What Buyers Should Ask the Seller About Their 401(k) Plan
A practical M&A checklist for uncovering compliance risk, hidden liabilities, and post-close integration requirements
Why the 401(k) Plan Deserves Close Scrutiny
A 401(k) plan is one of the most regulated components of an employer’s financial infrastructure—and one of the easiest places for risk to hide.
Unlike many operational issues, retirement plan failures do not disappear after closing. Compliance gaps, fiduciary missteps, and funding errors often become the buyer’s responsibility on Day One.
That is why ACS Advisory treats retirement plans as a standalone diligence process, not a footnote to HR review.
Below are the critical questions every buyer should ask—and what the answers actually mean.
1. Has the Plan Ever Failed Discrimination Testing?
If the answer is yes, buyers must dig deeper.
Follow-up questions include:
- Which tests failed (ADP, ACP, top-heavy, coverage)?
- How frequently have failures occurred?
- What corrective actions were taken?
- Were corrections completed timely and documented?
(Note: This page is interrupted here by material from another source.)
Issue #8450, opened 2025-07-08
Respect `options(shiny.launch.browser = TRUE)` when running R Shiny apps in the Console


sharon-wang:
> [!TIP]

Repeated failures may indicate:
- Poor plan design
- Weak participation among non-highly compensated employees
- Inadequate governance
- Ongoing employer contribution obligations
Testing failures often require corrective contributions that may not be fully accrued on the seller’s books.
2. Who Serves as the Plan Fiduciary?
Buyers must understand who is responsible for the plan—and how seriously that responsibility is managed.
Key questions include:
- Is there a named plan fiduciary or committee?
- Are fiduciary roles documented?
- Are decisions formally recorded?
- Is there an investment policy statement (IPS)?
- Are investments reviewed on a regular schedule?
- Lack of clear fiduciary oversight increases exposure to:
- DOL scrutiny
- Participant claims
- Excessive fee litigation
Poor governance often correlates with higher fees, weaker investment lineups, and operational errors.
3. Are All Required Filings Up to Date?
Regulatory filings provide a window into plan health.
Buyers should confirm:
- Form 5500 filings are current
- Required plan audits (if applicable) are complete
- Any prior filing corrections or penalties exist
Late or missing filings may signal:
- Administrative breakdowns
- Weak vendor oversight
- Broader compliance risk
Filing issues can result in penalties, corrective action requirements, and increased regulatory attention post-close.
4. Are Employer Match Contributions Current?
Unfunded employer contributions are a common hidden liability.
Buyers should ask:
- Are all match and profit-sharing contributions fully funded?
- Are true-ups required at year-end?
- Are there timing delays between payroll and funding?
- Are any corrections outstanding?
Unfunded or miscalculated contributions may require immediate correction after close—impacting cash flow and deal economics.
5. What Is the Investment Lineup and Fee Structure?
Plan fees directly affect participant outcomes—and fiduciary risk.
ACS evaluates:
- Investment lineup quality and diversification
- Expense ratios and revenue sharing
- Advisor and recordkeeper compensation
- Benchmarking against comparable plans
- High or opaque fees may require:
- Immediate post-close changes
- Participant communication
- Vendor replacement
Fee issues often overlap with fiduciary exposure, making this a critical diligence area.
6. Will the Buyer and Seller Be Part of a Controlled Group?
This is one of the most misunderstood—and consequential—questions in M&A retirement planning.
Buyers must determine:
- Whether common ownership or control creates a controlled group
- Whether retirement plans must be tested together
- Whether plans must merge
- Whether plan design changes are required
Failure to address controlled group status can result in:
- Retroactive testing failures
- Required plan consolidation
- Unexpected employer contribution obligations
This analysis should occur before closing, not after.
ACS Advisory Output: 401(k) Risk & Compliance Score
Buyers working with ACS Advisory receive a clear, actionable assessment that may include:
- Identification of fiduciary oversight gaps
- Compliance and testing risks
- Fee benchmarking and investment review
- Employer contribution exposure
- Controlled group and merger implications
- Post-close integration recommendations
This allows buyers to:
- Adjust purchase price where appropriate
- Require pre-close remediation
- Plan post-close changes with confidence
The Bottom Line
A 401(k) plan may look benign—but it can carry outsized regulatory, financial, and fiduciary risk.
Asking the right questions early allows buyers to:
- Avoid inherited compliance issues
- Protect cash flow
- Reduce litigation exposure
- Streamline post-close integration
ACS Advisory helps buyers turn retirement plan diligence into a source of clarity—rather than a post-close surprise.